● **WHAT YOU SHOULD DO**
Check each line below for "withType" and report how many have it, nothing else.

● **Collected data entries**
PR #1576, opened 2020-11-30
Saner test event logging default for CI

CRogers:
## Before this PR
We've seen numerous times that when projects have long running integration test tasks that take longer than 10 mins they get killed by circle ("context deadline exceeded"). If there are no failing tests we won't print anything in the gradle output, so it's possible to hit this deadline.

## After this PR

==COMMIT_MSG==
Print more test logging output to avoid builds with long running tests getting terminated by circle ("context deadline exceeded").
==COMMIT_MSG==

## Possible downsides?
Perhaps more noisy, but the failed tests already have junit xml produced in circle, so this should be strictly better.

### DIFF
--- a/gradle-baseline-java/src/main/groovy/com/palantir/baseline/plugins/BaselineTesting.java
+++ b/gradle-baseline-java/src/main/groovy/com/palantir/baseline/plugins/BaselineTesting.java
@@ -16,6 +16,7 @@
 
 package com.palantir.baseline.plugins;
 
+import com.google.common.collect.ImmutableSet;
 import com.palantir.baseline.tasks.CheckJUnitDependencies;
 import com.palantir.baseline.tasks.CheckUnusedDependenciesTask;
 import java.util.Objects;
@@ -32,6 +33,7 @@ import org.gradle.api.tasks.TaskContainer;
 import org.gradle.api.tasks.TaskProvider;
 import org.gradle.api.tasks.testing.Test;
 import org.gradle.api.tasks.testing.junitplatform.JUnitPlatformOptions;
+import org.gradle.api.tasks.testing.logging.TestLogEvent;
 import org.slf4j.Logger;
 import org.slf4j.LoggerFactory;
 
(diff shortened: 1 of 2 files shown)


ferozco (commented):
👎 Pretty sure we explicitly wanted to avoid printing out test details instead relying on test reports. Seems like there is an unrelated problem if user tests are taking that long to execute

iamdanfox:
I've found this kind of logging extremely helpful when a repo has integration tests.  Fine to leave it off for unit-tests, but I don't think it's that controversial for integ!

CRogers:
@ferozco The issue that if all your tests pass, we print out no events at all from the test tasks, so even if each test takes 10 secs but you have 60 of them, the test task will not log anything for 10 mins and the build will be killed by circle. I've seen this happen internally on at least 5 different projects, and since circle just `kill -15`s gradle you get really gnarly errors.

Additionally, it's useful for cases when tests do hang and then eventually get killed by gradle to be able to see which test is bad

CRogers:
Definitely more of a problem for integ tests than for unit tests, but I've seen this happen in our gradle nebula tests as well (which use the default `test` tasks).

ferozco:
I hear what you're saying perhaps we can find a middle ground? I think printing out every single test case results in a ton of noise and causes CI output to become large (which devtools doesn't like). Can we only print test suites (i.e. classes).

Alternatively, we could just recommend the folks with 10m+ tests to configure this themselves

iamdanfox:
@ferozco just for extra context, here are the repos in foundry _already_ using this: https://sourcegraph.p.b/search?q=testLogging+repo:foundry/&patternType=literal

ferozco:
Thanks for the link @iamdanfox I didn't realize how wide spread it was to configure some tests. I think I still stand by my opinion that this configuration is undesirable inside of unit tests though, so I'd be supportive of @CRogers idea of pushing this into dev-env

robert3005 (approved):

gradle-baseline-java/src/main/groovy/com/palantir/baseline/plugins/BaselineTesting.java
```diff
@@ -140,8 +142,17 @@ private static void enableJunit5ForTestTask(Test task) {
...
-        // provide some stdout feedback when tests fail
-        task.testLogging(testLogging -> testLogging.events("failed"));
+        // provide some stdout feedback when tests fail when running on CI and locally
+        task.getTestLogging().getEvents().add(TestLogEvent.FAILED);
+
+        // Only on CI, print out more detailed test information to avoid hitting the circleci 10 min deadline if
+        // there are lots of tests. Don't do this locally to avoid spamming massive amount of info for people running
+        // unit tests through the command line
+        if ("true".equals(System.getenv("CI"))) {
+            task.getTestLogging()
```
iamdanfox, line 153: @CRogers can we try to not apply this to the `./gradlew test` tasks which are normally just unit-tests??

CRogers: Yep, I have a commit to do this actually, I was just distracted by testing it on c-v-s that had the silently not running tests problem :p

CRogers: Pushed

iamdanfox (approved):

PR #1587, opened 2020-12-15
Escape gradle failure text properly with CDATA section in junit reports

CRogers:
## Before this PR
I think with an internal PR I have printed out some characters that cause the junit report produced by the `JunitReportsPlugin` to produce invalid xml, at least according to circle :

Screen Shot 2020-12-15 at 2 58 57 PM

One of these characters: https://en.wikipedia.org/wiki/List_of_XML_and_HTML_character_entity_references#Character_reference_overview

## After this PR

==COMMIT_MSG==
A CDATA section is used in junit reports to avoid string escaping problems.
==COMMIT_MSG==

### DIFF
--- a/changelog/@unreleased/pr-1587.v2.yml
+++ b/changelog/@unreleased/pr-1587.v2.yml
@@ -1,0 +1,5 @@
+type: fix
+fix:
+  description: A CDATA section is used in junit reports to avoid string escaping problems.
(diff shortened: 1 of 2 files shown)


CRogers:
Eh this was actually a problem in an attribute rather than a tag content, I've worked around it.

PR #1591, opened 2020-12-21
Add configuration to checkImplicitDependencies suggestion

pkoenig10:
## Before this PR
The `checkImplicitDependencies` suggestion message does not include the configuration name. This make it cumbersome for users to translate the suggestion to their Gradle configuration.
```
Found 1 implicit dependencies - consider adding the following explicit dependencies or avoid using classes from these jars:
    dependencies {
        'com.palantir.foo:foo'
    }
```

## After this PR
The `checkImplicitDependencies` suggestion message includes the `implementation` configuration name. This allows users to just copy and paste the suggestion into their Gradle configuration.
```
Found 1 implicit dependencies - consider adding the following explicit dependencies or avoid using classes from these jars:
    dependencies {
        implementation 'com.palantir.foo:foo'
    }
```

### DIFF
--- a/gradle-baseline-java/src/main/groovy/com/palantir/baseline/tasks/CheckImplicitDependenciesTask.java
+++ b/gradle-baseline-java/src/main/groovy/com/palantir/baseline/tasks/CheckImplicitDependenciesTask.java
@@ -102,7 +102,7 @@ public class CheckImplicitDependenciesTask extends DefaultTask {
                         "'%s:%s'",
                         artifact.getModuleVersion().getId().getGroup(),
                         artifact.getModuleVersion().getId().getName());
-        return String.format("        %s", artifactNameString);
+        return String.format("        implementation %s", artifactNameString);
     }
 
     /**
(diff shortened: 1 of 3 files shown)


carterkozak (approved):

gradle-baseline-java/src/main/groovy/com/palantir/baseline/tasks/CheckImplicitDependenciesTask.java
```diff
@@ -56,6 +57,7 @@ public CheckImplicitDependenciesTask() {
         sourceClasses = getProject().getObjects().property(FileCollection.class);
         ignore = getProject().getObjects().setProperty(String.class);
         ignore.set(Collections.emptySet());
+        suggestionConfigurationName = getProject().getObjects().property(String.class);
```
pkoenig10, line 60: Not sure whether it's better to add another property or change the existing `sourceClasses` property to a `SourceSet`. I was worried that might be incorrect since that property is annotated with `@Classpath`.

PR #1593, opened 2020-12-22
Don't modify exact dependencies index

pkoenig10:
## Before this PR
The values in the `classToDependency` index can be modified if the same class is produced by multiple artifacts and subprojects are not all using the same artifact to provide this class.

This can happen quite easily when using our internal jakarta renames plugin.

## After this PR
The `classToDependency` index stores sets of artifacts that provide a given class. The `checkUnusedDependencies` and `checkImplicitDependencies` tasks have been updated to handle multiple artifacts as gracefully as possible.

This was pretty trivial for the `checkUnusedDependencies` task. It was a bit more involved for the `checkImplicitDependencies` task since we have to treat the potential artifacts as a conjunctive normal form.


fawind (approved):
Looks very reasonable, thanks for fixing!

PR #1598, opened 2021-01-04
Implement error-prone ClassInitializationDeadlock check

carterkozak:
## Before this PR
Deadlocks which require API/ABI changes to resolve. It's a far better use of resources to alert on these using static analysis than to deadlock every N service startups depending on architecture, JVM, and luck.

## After this PR

==COMMIT_MSG==
Implement error-prone ClassInitializationDeadlock check
==COMMIT_MSG==

## Possible downsides?
Might produce noise in some projects, however in those cases it's tremendously easy to inadvertently shoot ourselves in the foot.

### DIFF
--- a/baseline-error-prone/src/test/java/com/palantir/baseline/errorprone/ClassInitializationDeadlockTest.java
+++ b/baseline-error-prone/src/test/java/com/palantir/baseline/errorprone/ClassInitializationDeadlockTest.java
@@ -1,0 +1,306 @@
+/*
+ * (c) Copyright 2021 Palantir Technologies Inc. All rights reserved.
+ *
+ * Licensed under the Apache License, Version 2.0 (the "License");
+ * you may not use this file except in compliance with the License.
+ * You may obtain a copy of the License at
+ *
+ *     http://www.apache.org/licenses/LICENSE-2.0
+ *
+ * Unless required by applicable law or agreed to in writing, software
+ * distributed under the License is distributed on an "AS IS" BASIS,
+ * WITHOUT WARRANTIES OR CONDITIONS OF ANY KIND, either express or implied.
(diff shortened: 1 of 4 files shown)


baseline-error-prone/src/test/java/com/palantir/baseline/errorprone/ClassInitializationDeadlockTest.java
```diff
@@ -0,0 +1,306 @@
...
+                        "  private final Sub SUB = new Sub();",
+                        "  static class Sub extends Base {",
+                        "  }",
+                        "}")
+                .doTest();
+    }
+
+    @Test
+    void testStaticFieldNewSubtypeInstancePrivateAllowed() {
+        // This cas is handled to avoid false positives, however we don't
```
fawind:
```suggestion
        // This case is handled to avoid false positives, however we don't
```

baseline-error-prone/src/test/java/com/palantir/baseline/errorprone/ClassInitializationDeadlockTest.java
```diff
@@ -0,0 +1,306 @@
...
+                        "    new Sub();",
+                        "  }",
+                        "  private static class Sub extends Base {",
+                        "  }",
+                        "}")
+                .doTest();
+    }
+
+    @Test
+    void deleteMe_exampleOnly() {
```
fawind: delete me :) Should test same codepath as `testStaticFieldNewSubtypeInstance`.

fawind (approved):
Looks very clean, feel free to merge!

fawind:
For future reference, an example of where we ran into the issue: https://github.com/palantir/conjure-java/pull/1211

PR #1600, opened 2021-01-05
Add baseline-encoding plugin to force UTF-8 during compilation

pkoenig10:
## Before this PR
`JavaCompile` tasks use the platform charset by default. This is often `UTF-8`, but we have seen internal CI builds where the platform charset is `US_ASCII`. This can lead to compilation failures if source files contains non-ASCII characters.

## After this PR
Baseline now provides a `baseline-encoding` plugin that set the encoding to `UTF-8` for all `JavaCompile` tasks.

### DIFF
--- a/gradle-baseline-java/src/main/groovy/com/palantir/baseline/plugins/BaselineEncoding.java
+++ b/gradle-baseline-java/src/main/groovy/com/palantir/baseline/plugins/BaselineEncoding.java
@@ -24,8 +24,8 @@ public final class BaselineEncoding implements Plugin<Project> {
 
     @Override
     public void apply(Project project) {
-        project.getTasks().withType(JavaCompile.class).configureEach(t -> {
-            t.getOptions().setEncoding("UTF-8");
+        project.getTasks().withType(JavaCompile.class).configureEach(javaCompileTask -> {
+            javaCompileTask.getOptions().setEncoding("UTF-8");
         });
     }
 }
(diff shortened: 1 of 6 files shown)


gradle-baseline-java/src/main/groovy/com/palantir/baseline/plugins/BaselineEncoding.java
```diff
@@ -0,0 +1,31 @@
...
+import org.gradle.api.Plugin;
+import org.gradle.api.Project;
+import org.gradle.api.tasks.compile.JavaCompile;
+
+public final class BaselineEncoding implements Plugin<Project> {
+
+    @Override
+    public void apply(Project project) {
+        project.getTasks().withType(JavaCompile.class).configureEach(t -> {
+            t.getOptions().setEncoding("UTF-8");
```
carterkozak: nit: would prefer to rename t -> compileJavaTask

carterkozak (approved):
lgtm, one minor naming nit. Merge when you're ready.

gradle-baseline-java/src/test/groovy/com/palantir/baseline/BaselineEncodingIntegrationTest.groovy
```diff
@@ -0,0 +1,84 @@
...
+
+    def 'compileJava fails with other encoding'() {
+        when:
+        buildFile << otherEncodingBuildFile
+        file('src/main/java/test/Test.java').text = javaFile
+
+        then:
+        BuildResult result = with('compileJava').build()
+        result.task(":compileJava").outcome == TaskOutcome.SUCCESS
+        result.output.contains("unmappable character")
```
pkoenig10, line 82: Compilation doesn't actually fail when encountering unmappable characters - those characters are just replaced with the unicode replacement character.

PR #1603, opened 2021-01-06
Disable WhitespaceAround when using palantir-java-format

pkoenig10:
## Before this PR

The `WhitespaceAround` checkstyle check conflicts with how palantir-java-format (correctly) formats empty blocks in switch expressions.

The following code:
```
enum Case { ONE, TWO }
switch (foo) {
    case ONE -> {},
    case TWO -> {
        ...
    }
}
```
Results in the following errors:
```
WhitespaceAround: '}' is not preceded with whitespace.
WhitespaceAround: '{' is not followed by whitespace. Empty blocks may only be represented as {} when not part of a multi-block statement (4.1.3)
```

See internal build https://c.p.b/gh/foundry/mp/236221

## After this PR

The `WhitespaceAround` checkstyle check is removed when using palantir-java-format.

This is similar to what we've done previously for other checks in https://github.com/palantir/gradle-baseline/pull/987, https://github.com/palantir/gradle-baseline/pull/1205, and https://github.com/palantir/gradle-baseline/pull/1278.

I've also taken the liberty to refactor this to use Java's XML tooling to make it a bit more robust and easier to read/modify. This did result in some slight formatting changes to the output. See https://g.p.b/foundry/mp/commit/acc37f76 for an example of the changes.

### DIFF
--- a/changelog/@unreleased/pr-1603.v2.yml
+++ b/changelog/@unreleased/pr-1603.v2.yml
@@ -1,0 +1,6 @@
+type: fix
+fix:
+  description: Disable `WhitespaceAround` Checkstyle rule when palantir-java-format
+    is applied.
+  links:
+  - https://github.com/palantir/gradle-baseline/pull/1603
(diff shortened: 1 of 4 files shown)


fawind (approved):
Very nice, thanks for fixing!

PR #1810, opened 2021-06-23
ban assert

carterkozak:
## Before this PR
`assert` was allowed.

## After this PR

==COMMIT_MSG==
Introduce `BadAssert` to ban `assert` statements in favor of better alternatives.
==COMMIT_MSG==

## Possible downsides?
May block builds? That's rather the point.

### DIFF
--- a/baseline-error-prone/src/main/java/com/palantir/baseline/errorprone/BadAssert.java
+++ b/baseline-error-prone/src/main/java/com/palantir/baseline/errorprone/BadAssert.java
@@ -1,0 +1,86 @@
+/*
+ * (c) Copyright 2020 Palantir Technologies Inc. All rights reserved.
+ *
+ * Licensed under the Apache License, Version 2.0 (the "License");
+ * you may not use this file except in compliance with the License.
+ * You may obtain a copy of the License at
+ *
+ *     http://www.apache.org/licenses/LICENSE-2.0
+ *
+ * Unless required by applicable law or agreed to in writing, software
+ * distributed under the License is distributed on an "AS IS" BASIS,
+ * WITHOUT WARRANTIES OR CONDITIONS OF ANY KIND, either express or implied.
+ * See the License for the specific language governing permissions and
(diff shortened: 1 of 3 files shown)


carterkozak:
I've intentionally opted against automatically applying the suggested fixes given how rare they are, and some subtle uses (relying on side-effects based on whether or not asserts are enabled) could be broken by automatic changes.

baseline-error-prone/src/main/java/com/palantir/baseline/errorprone/BadAssert.java
```diff
@@ -0,0 +1,86 @@
...
+                            state.getSourceForNode(condition),
+                            state.getSourceForNode(detail)));
+        } else {
+            String message = isString(ASTHelpers.getType(detail), state)
+                    ? state.getSourceForNode(detail)
+                    : "String.valueOf(" + state.getSourceForNode(detail) + ")";
+            fix.replace(
+                    tree,
+                    String.format(
+                            "if (!%s) { throw new IllegalStateException(%s); }",
```
carterkozak, line 77: These can result in funny code when the input is `assert !value` -> `if (!!value) { throw...`. Not worth optimizing here imo because we have other tools to catch and resolve those, and the fixes are only for documentation, not enabled by default.

baseline-error-prone/src/test/java/com/palantir/baseline/errorprone/BadAssertTest.java
```diff
@@ -0,0 +1,112 @@
...
+                        "  }",
+                        "}")
+                .doTest();
+    }
+
+    @Test
+    void testNonConstantStringDescription() {
+        fix().addInputLines(
+                        "Test.java",
+                        // format-hint
```
carterkozak, line 91: formatter puts all these onto one line without a well-placed comment. Some day we'll have text blocks.

CRogers (approved):
Nice!

PR #1816, opened 2021-06-29
Upgrade ProxyNonConstantType to WARNING (from suggestion)

carterkozak:
==COMMIT_MSG==
Upgrade ProxyNonConstantType to WARNING (from suggestion)
==COMMIT_MSG==

### DIFF
--- a/baseline-error-prone/src/main/java/com/palantir/baseline/errorprone/ProxyNonConstantType.java
+++ b/baseline-error-prone/src/main/java/com/palantir/baseline/errorprone/ProxyNonConstantType.java
@@ -38,7 +38,7 @@ import java.lang.reflect.Proxy;
         name = "ProxyNonConstantType",
         link = "https://github.com/palantir/gradle-baseline#baseline-error-prone-checks",
         linkType = LinkType.CUSTOM,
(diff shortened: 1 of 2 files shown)


baseline-error-prone/src/main/java/com/palantir/baseline/errorprone/ProxyNonConstantType.java
```diff
@@ -38,7 +38,7 @@
         name = "ProxyNonConstantType",
         link = "https://github.com/palantir/gradle-baseline#baseline-error-prone-checks",
         linkType = LinkType.CUSTOM,
-        severity = SeverityLevel.SUGGESTION,
+        severity = SeverityLevel.WARNING,
```
jkozlowski, line 41: Do you know how many repos have hit this?

carterkozak: A few will hit it hard, most don't hit it at all. I suppressed the warning in WC where we hit it on an old retrofit codepath.

jkozlowski (approved):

● **RESULT**
3